In computer vision research, ML model predictions are related to images. You often want to plot these predictions to get a sense of how well your model is doing on your data. For example, in fraud detection, you might want to plot a histogram of your model scores for both your genuine and fraudulent data, to see if and how these two distributions overlap. In such a context, it can be useful to be able to quickly inspect the images related to the scores. For example, you might want to have a look at the images that were not predicted correctly, i.e. fraudulent images that overlap with the genuine distribution, and genuine images that overlap with the fraudulent distribution. However, most common plotting libraries don't allow you to do that. You'd end up creating a histogram like this:
What do the genuine images in the fraudulent distribution look like? What do the genuine images close to zero look like? How are they different compared to the images in the middle of the distribution?

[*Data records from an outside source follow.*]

PR #3293, opened 2021-07-23
[FEATURE] Improve className format during development

Jordaneisenburger:
## Description
When in development finding where a component is located should be as easy as possible. When inspecting an element identifying a component by it's classname is a easy way to do so hence I improved the classname by adding the path to the file where the component is located.

## Related Issue

Closes PWA-1909.

## Verification Steps

- pull this pr
- start the watcher
- open the chrome devtools and notice the classnames now point to the actual file in a more explicit format
- close the watcher and start the stage version of the storefront, note that the classes are **not** pointing to the file structure

### Resolved issues:
1. [x] resolves magento/pwa-studio#3294: [FEATURE] Improve className format during development


larsroettig:
@magento create issue from PR

brendanfalkowski:
I like the utility of this, but I think in practice I would find it annoying because in my local dev environment it means the HTML tree as seen in the browser's dev tools will become really cluttered with (mostly) the same `/path/to/components/ComponentName` info on most nodes.

I think it's a better developer experience to keep the generated class name short with only the component name acting as the readable identifier. That's enough to search by filename in an editor because it's always a 1:1 match.

But I do like the direction of this, and I'm not sure if it's possible with Webpack and CSS Modules (probably) to generate CSS sourcemaps. This would be a real improvement for dev experience because (I think all) browser's dev tools read sourcemaps automatically if present.

Today when previewing applied CSS, we can only see `<style>` as the source on every line because of CSS Modules inlining, but I wonder if Webpack could generate browser-readable sourcemaps instead?

packages/pwa-buildpack/lib/WebpackTools/configureWebpack/getModuleRules.js
```diff
@@ -118,7 +118,10 @@ getModuleRules.css = async ({ hasFlag, mode, paths }) => ({
                 {
                     loader: 'css-loader',
                     options: {
-                        localIdentName: '[name]-[local]-[hash:base64:3]',
+                        localIdentName:
+                            mode === 'development'
```
revanth0212, line 122: That's a nice change but I am sure the cypress tests need to be updated because they depend on the classname's regex to identify an element while testing.

larsroettig: @revanth0212 maybe we should use data-attribute for cypress bind test on classNames is not recommend by cypress itself 
https://docs.cypress.io/guides/references/best-practices#Selecting-Elements

revanth0212: We had this discussion with the team a while ago during the dev time and the team decided to use class names instead of data attributes because we dint want to pollute the app with data attributes just for cypress given cypress will mostly be used internally. 

We did have the thought of stripping off data attributes in prod mode but that will not let us run cypress against `develop`, 'release.*`, and `master` instances which we use in regression.

So we settled with class names and decided to use data attributes only if finding an element with class names is getting too complex.

Jordaneisenburger: **Just my 2 cents:**
I feel like classNames are to brittle, we should use test attributes and strip them in production. I understand your point @revanth0212 i've had those same issues but we should only strip them from the final product that is actually being deployed to customers, I assume this would need to changes from dev-ops.

Jordaneisenburger:
> I like the utility of this, but I think in practice I would find it annoying because in my local dev environment it means the HTML tree as seen in the browser's dev tools will become really cluttered with (mostly) the same `/packages/packageName/src/components/ComponentName` info on most nodes. As it is today:
> 
> Screen Shot 2021-07-23 at 10 00 34 AM
> 
> I think it's a better developer experience to keep the generated class name short (as above) with only the component name acting as the readable identifier. That's enough to search by filename in an editor because it's always a 1:1 match.
> 
> But I do like the direction of this, and I'm not sure if it's possible with Webpack and CSS Modules (probably) to generate CSS sourcemaps. This would be a real improvement for dev experience because (I think all) browser's dev tools read sourcemaps automatically if present.
> 
> Today when previewing applied CSS, we can only see `<style>` as the source on every line because of CSS Modules inlining, but I wonder if Webpack could generate browser-readable sourcemaps instead?
> 
> Screen Shot 2021-07-23 at 9 57 44 AM

@brendanfalkowski I'm pretty sure that if we have 2 components with the exact same name only the hash at the end would differ. (haven't fact checked it)

Regarding the CSS sourcemaps I totally agree, did a quick check and it should be possible https://github.com/webpack-contrib/css-loader#sourcemap

packages/pwa-buildpack/lib/WebpackTools/configureWebpack/getModuleRules.js
fooman: Having data-testid attributes in the final build is also not that bad beyond taking up a few chars they don't do much.  May even be nice to be able to run your smoketests automatically against the live site.

tjwiebell:
@Jordaneisenburger Explored the source map solution and it turned out way cooler than I anticipated. Take a look at #3407 and the attached demo video and let me know if that should solve the problem this PR was aiming to solve.

Jordaneisenburger:
> @Jordaneisenburger Explored the source map solution and it turned out way cooler than I anticipated. Take a look at #3407 and the attached demo video and let me know if that should solve the problem this PR was aiming to solve.

@tjwiebell thanks for looking into this! initially I wanted to just be able to quickly find the components in question. But this way might even be better since you can see the exact path when you hover the css filename. Personally I've never used devtool workspaces like that and I think not a lot of developers do or even know it works like this. 

So LGTM and since this could easily become a lost gem lets add this to a 'workflow/setup' section of the documentation. 

@brendanfalkowski @fooman you guys agree this issue can be closed in favor of Tommy's awesome pr ?

fooman:
Looks great to me. Still hopeful to see data-testid attributes in the future.

brendanfalkowski:
Good for me. I've never used workspaces for direct editing either, but I'm used to having sourcemaps from Gulp/Sass-era projects so that's great.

But this doesn't tell you much. You'd have to manually single out the images that you want to inspect in a separate process. In the most extreme, laborious cases this is done by saving images in a directory and inspecting them that way. Some libraries, such as bokeh make this a little bit easier, but the UX is not mainly made for inspecting images - you can hover over points to see an image, but that's about it. However, understanding data is not only about looking at an image, one at a time, at a glance. Understanding data means being able to zoom in on an image, view multiple images next to each other and see aggregate statistics of such a selection. Clusterfun allows you to do that. Let's dive into each of these components:
1. Hover to inspect
In a plot, you can quickly hover over images. Hovering does not only show you the image, but also the metadata associated with the image. For example, you can see a model score, the image location, and any other metadata you added to the dataframe used to create the plot.
2. Select to inspect
Hovering over images is fine for a quick glance at the data, but looking at multiple items at the same time can give you a much better sense of your data distribution. This allows you to e.g. quickly spot similarities between images that are wrongly predicted.
3. Statistics of a selection
Once you have a selection of data points, it can be helpful to see aggregate statistics of a selection. In the example below, you can see how we can dive into particular subsets of a dataset. Here, we see a group of paintings that look very similar, but are still from different painters. Picasso and Braque made a few very similar paintings! Clusterfun allows you to quickly inspect such subsets of your data.
The above features make it easier to truly understand your data, and give you the flexibility to explore your data in a way that works for you.